## Work item
Return only how many lines in the data include the string "dirname".
Segment Start: Supplied material
PR #5341, opened 2016-05-20
Feature/release packaging

untergeek:
Updates to work with @jsvd's work on `logstash.yml` settings.

This uses a wrapper around `pleaserun` (bin/system-install) to generate the proper startup files for whatever environment you're using.


Gemfile
```diff
@@ -23,3 +23,6 @@ gem "rubyzip", "~> 1.1.7", :group => :build
 gem "gems", "~> 0.8.3", :group => :build
 gem "rack-test", :require => "rack/test", :group => :development
 gem "flores", "~> 0.0.6", :group => :development
+gem "pleaserun"
+gem "mustache"
```
jordansissel: I don't see Mustache invoked in this PR. Pleaserun uses it, but lists it as a dependency. Do we need it listed here?

Same question for Clamp.

bin/logstash.lib.sh
```diff
@@ -140,7 +132,9 @@ setup_ruby() {
 jruby_opts() {
   printf "%s" "--1.9"
   for i in $JAVA_OPTS ; do
-    printf "%s" " -J$i"
+    if [ "x$i" != "x" ] && [ "x$i" != "x " ]; then
```
jordansissel: you can check if '$i' is empty by doing `if [ -z "$i" ]`. 

Also, when would $i be a space?

bin/system-install
```diff
@@ -0,0 +1,41 @@
+#!/bin/bash
+
+unset CDPATH
+. "$(cd `dirname $0`/..; pwd)/bin/logstash.lib.sh"
+setup
+
+if [ -z "$1" ]; then
+  [ -r ${LOGSTASH_HOME}/config/startup.options ] && . ${LOGSTASH_HOME}/config/startup.options
+  [ -r /etc/logstash/startup.options ] && . /etc/logstash/startup.options
```
jordansissel: This means startup options in /etc/logstash take priority over ones in LOGSTASH_HOME. I think this is ok, but is this what you meant?

untergeek: Yes, this is what is intended.  This is necessary because the package includes LOGSTASH_HOME as /usr/share/logstash, but we want to use what's in /etc/logstash first.

bin/system-install
```diff
@@ -0,0 +1,41 @@
...
+tempfile=$(mktemp)
+if [ "x${PRESTART}" == "x" ]; then
+  opts=("--log" "$tempfile" "--overwrite" "--install" "--name" "${INIT_NAME}" "--user" "${LS_USER}" "--group" "${LS_GROUP}" "--description" "${INIT_DESCRIPTION}" "--nice" "${LS_NICE}" "--limit-open-files" "${LS_OPEN_FILES}")
+else
+  opts=("--log" "$tempfile" "--overwrite" "--install" "--name" "${INIT_NAME}" "--user" "${LS_USER}" "--group" "${LS_GROUP}" "--description" "${INIT_DESCRIPTION}" "--nice" "${LS_NICE}" "--limit-open-files" "${LS_OPEN_FILES}" "--prestart" "${PRESTART}")
+fi
+
+program="$(cd `dirname $0`/..; pwd)/bin/logstash"
+
+capture="$(ruby_exec "${LOGSTASH_HOME}/lib/systeminstall/pleasewrap.rb" "${opts[@]}" ${program} ${LS_OPTS})"
```
jordansissel: Should you do something with `$capture` ?

untergeek: Strangeness with shell actions and functions.  If I do not capture the output, it doesn't work.  I'm not sure why.  I'd be happy to make it look less weird if I could figure out why and replace it with something sensible.

config/startup.options
```diff
@@ -0,0 +1,57 @@
...
+# Open file limit
+LS_OPEN_FILES=16384
+
+# Nice level
+LS_NICE=19
+
+# If this is set to 1, then when `stop` is called, if the process has
+# not exited within a reasonable time, SIGKILL will be sent next.
+# The default behavior is to simply log a message "program stop failed; still running"
+#KILL_ON_STOP_TIMEOUT=0
```
jordansissel: If we start shipping pleaserun-generated scripts, then I don't think this setting is needed anymore... sorta. The systemd and upstart implementations of the logstash service won't support this, and the pleaserun-generated sysv script doesn't, either.

I'm not sure what the right solution here.

bin/logstash.lib.sh
untergeek: I got some weird errors when testing shell options, but that may have been from something else.  I'll retest with this as just `-z`

config/startup.options
```diff
@@ -0,0 +1,57 @@
...
+
+# Change these to have the init script named and described differently
+# This is useful when running multiple instances of Logstash on the same
+# physical box or vm
+INIT_NAME="logstash"
```
jordansissel: Let's call this SERVICE_NAME and SERVICE_DESCRIPTION

config/startup.options
untergeek: I was not aware of that.  Not a big deal to remove it.

config/startup.options
untergeek: Will make the change.

config/startup.options
```diff
@@ -0,0 +1,57 @@
+################################################################################
+# These settings are ONLY used by $LS_HOME/bin/system-install to create a custom
```
jordansissel: If this file is only used by system-install, maybe we can combine the logstash jvm options w/ a new file maybe called 'service.options' or something, and that file probably only has two settings (the name and description of the service?)

config/startup.options
```diff
@@ -0,0 +1,57 @@
...
+# If this is set to 1, then when `stop` is called, if the process has
+# not exited within a reasonable time, SIGKILL will be sent next.
+# The default behavior is to simply log a message "program stop failed; still running"
+#KILL_ON_STOP_TIMEOUT=0
+
+# Change these to have the init script named and described differently
+# This is useful when running multiple instances of Logstash on the same
+# physical box or vm
+INIT_NAME="logstash"
+INIT_DESCRIPTION="logstash"
```
jordansissel: Should there also be a setting to configure what user Logstash runs as?

pkg/centos/before-remove.sh
```diff
@@ -1,6 +1,18 @@
 if [ $1 -eq 0 ]; then
-  /sbin/service logstash stop >/dev/null 2>&1 || true
-  /sbin/chkconfig --del logstash
+  if [ ! -f "/etc/systemd/system/logstash.service" ]; then
```
jordansissel: Will this remove the upstart config on CentOS 6 ?

config/startup.options
untergeek: Isn't that LS_USER and LS_GROUP?  Aren't they already there?

pkg/debian/before-remove.sh
```diff
@@ -1,13 +1,23 @@
 #!/bin/sh
 
 if [ $1 = "remove" ]; then
-  service logstash stop >/dev/null 2>&1 || true
+  if [ ! -f "/etc/systemd/system/logstash.service" ]; then
+    service logstash stop >/dev/null 2>&1 || true
```
jordansissel: Will this remove the upstart and/or sysv scripts?

pkg/jvm.options
```diff
@@ -0,0 +1,74 @@
...
+# Set the locale language
+#-Duser.language=en
+
+# Set the locale country
+#-Duser.country=US
+
+# Set the locale variant, if any
+#-Duser.variant=
+
+## Basic settings
```
jordansissel: Feels weird to have a section above saying "Expert settings" and then below saying "Basic settings"

Are these expert basic settings? ;P

pkg/centos/before-remove.sh
untergeek: Good catch.

pkg/jvm.options
untergeek: Hahaha.  That's how it's formatted in the ES files, I think

config/startup.options
untergeek: The JVM options should be in `jvm.options` because Elasticsearch is doing that, and we're doing our best to mirror the configuration profile.  The `jvm.options` _are_ used at each invocation of Logstash, though, as `logstash.lib.sh` is configured to do.  Those can be changed, then restart Logstash to see the changes, where `startup.options` are only for generating init scripts.

pkg/jvm.options
```diff
@@ -0,0 +1,74 @@
...
+
+# set the I/O temp directory
+-Djava.io.tmpdir=$HOME
+
+# set to headless, just in case
```
jordansissel: less just in case, I suppose, more that we'll never want to use AWT or connect to an X server ;P

pkg/ubuntu/before-remove.sh
```diff
@@ -1,13 +1,23 @@
 #!/bin/sh
 
 if [ $1 = "remove" ]; then
-  service logstash stop >/dev/null 2>&1 || true
+  if [ ! -f "/etc/systemd/system/logstash.service" ]; then
+    service logstash stop >/dev/null 2>&1 || true
```
jordansissel: Will this remove the upstart job file? Should it?

config/startup.options
suyograo: +1 on being consistent with ES

bin/system-install
jordansissel: you should be able to do this:

```shell
ruby_exec "${LOGSTASH_HOME}/lib/systeminstall/pleasewrap.rb" "${opts[@]}" "${program}" ${LS_OPTS}
exit_code=$?
```

Does that not work? Hmm..

config/startup.options
jordansissel: I think we should remove it, but for users who rely on it I'm not sure what to tell them. 

`systemctl` manpage says it has a `kill` subcommand which will let you SIGKILL (or whatever) a service:

>        kill PATTERN...
>           Send a signal to one or more processes of the unit. Use --kill-who=
>           to select which process to kill. Use --signal= to select the signal
>           to send.

Given I think most of our supported platforms use systemd, maybe removing this feature is not a negative impact on users since folks who need to force logstash to terminate can just do `systemctl kill --signal=KILL logstash` or something.

jordansissel: So, +1 to remove it.

config/startup.options
jordansissel: i totally missed that. Yes. <3

pkg/jvm.options
jordansissel: Ahh well. Something we can improve on the next PR! Nothing to change for now. <3

pkg/jvm.options
untergeek: Indeed.  Just mirroring the options that came with Elastic.  We can review these any time we want.

suyograo:
Tested new dir structure and its consistent with ES layout.

```
suyog@ubuntu:~$ ls /usr/share/logstash/
bin  CHANGELOG.md  CONTRIBUTORS  Gemfile  Gemfile.jruby-1.9.lock  lib  LICENSE  NOTICE.TXT  vendor
suyog@ubuntu:~$ ls /etc/logstash/
conf.d  jvm.options  logstash.yml  startup.options
```

LGTM.

jordansissel:
Eeee much excite.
Segment End: Supplied material
## Solution
2